Genji Osada: Discovering a Unique Japanese Culture

My first encounter with the Baker-Bates family was about 50 years ago. It was at Lake Yamanaka, a famous sightseeing spot in Japan, at the foot of Mt. Fuji. I was a junior high school student at the time, and there was a cottage next to our house where the young Mr. and Mrs. Baker-Bates were visiting for a summer vacation.

From then on, our family relationship continued until the last years of his life. I have fond memories of their unique conversations, one after the other, as we enjoyed about different cultures and ways of thinking. There are so many that it is difficult to choose just a few, but I would like to record here a few that happened only in Japan, and that made me tense for a moment.

About 40 years ago, my younger brother and I stayed with the Baker- Bates family for a time in Shoto (a very high-class residential area in Tokyo) in Shibuya Ward. One day, Merrick, my brother, and I drove out to a sento, public bathhouse in Meguro (also a very high-class residential area in Tokyo).

A sento is a public bath unique to Japan, and unlike a hot spring, it is made by boiling water in a boiler. Before the postwar period of rapid economic growth, ordinary houses were not equipped with bath facilities, and it was commonplace to go to the nearest sento, or public bathhouse.

In public bathhouses, there were separate men’s and women’s baths, and before bathing, one had to take off all of one’s clothes and put them in a basket. A door would open into a large, high-ceilinged room with a large bathtub and a washing area.

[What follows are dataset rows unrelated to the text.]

PR #303, opened 2023-07-31
Do not append custom name to API

Krummers:
This prevents usage from Wikis that check users' APIs in a way. CloudFlare is an example.

### DIFF
--- a/mwclient/client.py
+++ b/mwclient/client.py
@@ -140,7 +140,7 @@ class Site(object):
 
             # Set User-Agent header field
             if clients_useragent:
-                ua = clients_useragent + ' ' + USER_AGENT
+                ua = clients_useragent
             else:
                 ua = USER_AGENT
             self.connection.headers['User-Agent'] = ua


marcfrederick:
The `mwclient/0.10.0 (https://github.com/mwclient/mwclient)` part that's appended to the User-Agent is required by the [Wikimedia User-Agent policy](https://meta.wikimedia.org/wiki/User-Agent_policy):

```
<client name>/<version> (<contact information>) <library/framework name>/<version>
```

If this is causing problems we should, in my opinion, add a parameter (something like `clients_useragent_library_suffix_enabled`) to the `Site` object that toggles this suffix (default `True`) instead of outright removing it.

Krummers:
I will see if I can add this parameter in the next week or so.

marcfrederick:
@Krummers I took another look at how we currently implement this and I think you should be able to set a fully custom User-Agent without making changes to the library by updating the headers of the underlying session.

```python
site = mwclient.Site()
site.connection.headers["User-Agent"] = "SomeUserAgent/1.0"
```

This should override the default User-Agent set in the constructor of the `Site` class.

https://github.com/mwclient/mwclient/blob/afeb2a2f8bdb4fb038dff250802ab0b58a627d68/mwclient/client.py#L142-L146C13

Krummers:
If this is possible, would this new feature still be necessary?

marcfrederick:
If this works for you then in my opinion not. We can get back to this in the future if we get more similar reports.

Krummers:
After finally picking up my project again after a couple of weeks, I discovered the method you provided does not actually work, since the correct user agent would need to be provided at the same time the object is created.

This does work:
```
import mwclient as mc
wiki = mc.Site("custom.wiki.com", custom_headers = {"User-Agent": "SpecificUserAgent"})
```

Issue #302, opened 2023-07-14
Force users to respect Wikipedia's User Agent policy


XioNoX:
(I'm a SRE at the Wikimedia Foundation)

We regularly get contacted by people getting rate limited while using the API, either directly or for example using your library.
Our API also gets occasionally and accidentally abused.

To help with those 2 issues, we require API users to define a non-default User-Agent, explained in this document: https://meta.wikimedia.org/wiki/User-Agent_policy

I'm wondering if it would be possible to add documentation in this regard to your library, as well as make the UA a mandatory configuration option.

You can see an example implementation on https://github.com/martin-majlis/Wikipedia-API/issues/63

Thanks

marcfrederick:
I've added a new warning to the documentation and updated the initial examples/quickstart to set the `clients_useragent` in #306. I'm personally undecided about whether the user agent should be a mandatory field, as this would introduce a breaking change to the library and is not something that's actually required on all wikis.

AdamWill:
Yeah, I have the same hesitation. For instance, my own use of mwclient is for the Fedora wiki, not Wikipedia, and that does not require a user agent.

XioNoX:
Thanks for your answers!
It would be interesting to know the feedback from Wikipedia-API about the breaking change. But as it's something easy to implement on the user side, I don't see it as a blocker (doesn't require to do significant code change to be compliant).
From experience, users often don't follow recommendations from the documentation (at best do copy/paste).
Even if a wiki doesn't require a specific user agent, it seems to me that setting one is being "a good internet citizen".
To ease the breaking change side, one option could be to show a warning (like Python's famous `DeprecationWarning`) for some time.
Whatever direction you're going, thank you for looking and thinking about this ticket, it's appreciated.

martin-majlis:
I have made the change in June 2021. ChatGPT has knowledge cut-off in September 2021 and is not aware of this backward incompatible change. 🙈 I should have made that change immediately. :) 

I have at least made the error messages more user friendly - https://github.com/martin-majlis/Wikipedia-API/pull/256.

andrei-korshikov:
https://meta.wikimedia.org/wiki/User-Agent_policy reads:

> This page has been moved to "[Policy:User-Agent policy](https://foundation.wikimedia.org/wiki/Policy:Wikimedia_Foundation_User-Agent_Policy)"

I think that link in
[...]

PR #306, opened 2023-09-05
Update docs to recomment setting a user-agent

marcfrederick:
Improve the documentation in response to #302 by adding a new warning to the documentation more clearly recommending users to set a User-Agent.

This also updates the initial examples on the "Connecting to your site", "Page operations", as well as "Quickstart" pages with a User-Agent.


AdamWill:
LGTM, thanks!

PR #307, opened 2023-09-05
Add .readthedocs.yaml configuration file

marcfrederick:
Read the Docs has started requiring a .readthedocs.yaml configuration file to be present in the repository in order to build the documentation.

https://blog.readthedocs.com/migrate-configuration-v2/

According to the timeline we have until 2023-09-25 to migrate to the new configuration file, but we've already had some builds fail during their 48-hour brownout on 2023-09-04.

### DIFF
--- a/.readthedocs.yaml
+++ b/.readthedocs.yaml
@@ -1,0 +1,15 @@
+version: 2
+
+build:
+  os: ubuntu-22.04
+  tools:
+    python: "3.11"
+
+sphinx:
+  configuration: docs/source/conf.py
+
+python:
+  install:
+    - method: pip
+      path: .
+    - requirements: docs/requirements.txt
--- a/docs/requirements.txt
+++ b/docs/requirements.txt
@@ -1,0 +1,2 @@
+sphinx==7.2.5
+sphinx_rtd_theme==1.3.0


AdamWill:
I tend to hate hardcoded versions which inevitably go hilariously stale over the years...but at a quick look it seems like there aren't any 'latest' or 'stable' redirects we can use for these, so we're just stuck. :(

marcfrederick:
Yep, we're pretty much stuck with this -- the setup is more or less copy-paste. Only change I made was update the versions in the `docs/requirements.txt` to the current versions.

waldyrious:
FYI, I recently got an email about our ReadTheDocs integration — it seems to be for a separate issue than what's handled in this PR (I've forwarded it to you both so you can check), but I thought I'd take the opportunity to mention publicly that besides access to the `mwclient` GitHub organization and the `mwclient` PyPI project, it's also necessary to ensure maintainers have access to the `mwclient` project on ReadTheDocs.

Hopefully we will later create a proper documentation for project maintenance, mentioning these account access steps that need to be performed when adding new maintainers, the [preferred PR merge strategy](https://github.com/mwclient/mwclient/pull/310#issuecomment-1913399249), etc.; but in the meantime, hopefully this comment will offer something searchable.

PR #308, opened 2023-09-06
Fix inheritance issue in __repr__() methods

### LINKED ISSUE #309: Hardcoded class names in __repr__() methods
Hardcoded class names are a violation of the [LSP](https://en.wikipedia.org/wiki/Liskov_substitution_principle). Use `.__class__.__name__` instead.

That said, the following lines need to be modified:

https://github.com/mwclient/mwclient/blob/afeb2a2f8bdb4fb038dff250802ab0b58a627d68/mwclient/client.py#L271-L272
https://github.com/mwclient/mwclient/blob/afeb2a2f8bdb4fb038dff250802ab0b58a627d68/mwclient/image.py#L77-L78
https://github.com/mwclient/mwclient/blob/afeb2a2f8bdb4fb038dff250802ab0b58a627d68/mwclient/listing.py#L128-L129
https://github.com/mwclient/mwclient/blob/afeb2a2f8bdb4fb038dff250802ab0b58a627d68/mwclient/listing.py#L204-L205
https://github.com/mwclient/mwclient/blob/afeb2a2f8bdb4fb038dff250802ab0b58a627d68/mwclient/page.py#L88-L89

NguoiDungKhongDinhDanh:
Fixes #309.

### DIFF
--- a/mwclient/client.py
+++ b/mwclient/client.py
@@ -269,7 +269,7 @@ class Site(object):
     }
 
     def __repr__(self):
-        return "<Site object '%s%s'>" % (self.host, self.path)
+        return "<%s object '%s%s'>" % (self.__class__.__name__, self.host, self.path)
 
     def get(self, action, *args, **kwargs):
         """Perform a generic API call using GET.
--- a/mwclient/image.py
+++ b/mwclient/image.py
@@ -75,4 +75,8 @@ class Image(mwclient.page.Page):
             return self.site.connection.get(url).content
 
     def __repr__(self):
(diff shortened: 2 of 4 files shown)


marcfrederick:
Looks good to me. I think this *technically* [breaks backwards compatibility](https://xkcd.com/1172/) as the `__repr__` of sub-classes changes, though that should be pretty much irrelevant.

If none of the other maintainers are opposed then I'll merge this in a few days.

AdamWill:
LGTM too. I'm willing to take the bet that this won't break anyone in the real world...we should definitely mention it in the notes for the next release, though.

Once inside, the room was filled with steam and no one cared that they were naked. Even if the person next to you is a person of high status or a man in the shopping arcade.

But somehow, there was a different kind of person in the room. All three of us were in the bathtub together. And looking at the people washing their bodies, a middle-aged man with a tattoo was there. In Japan, having a tattoo was a sign of an outlaw or a yakuza, unlike the common practice in Western society. Nowadays, some people wear tattoos as a fashion statement, but even so, the Japanese public baths have changed to have a sign that says “No Tattoos Allowed”.

We, Japanese were nervous for a moment and thought, “Oh no, I don’t want to get involved with this”. But Merrick, who did not know what was going on, approached the man and began to stare at the yakuza’s back. There was a beautiful Ukiyoe art engraved on it. Then the man felt Merrick’s presence and slowly turned around as if he were a Kabuki actor.

We got scared that Merrick might be accused of a crime, though, Merrick quickly and tactfully exclaimed, “Oh, BEAUTIFUL your tattoo is!” ……The yakuza’s smiling for a moment was priceless.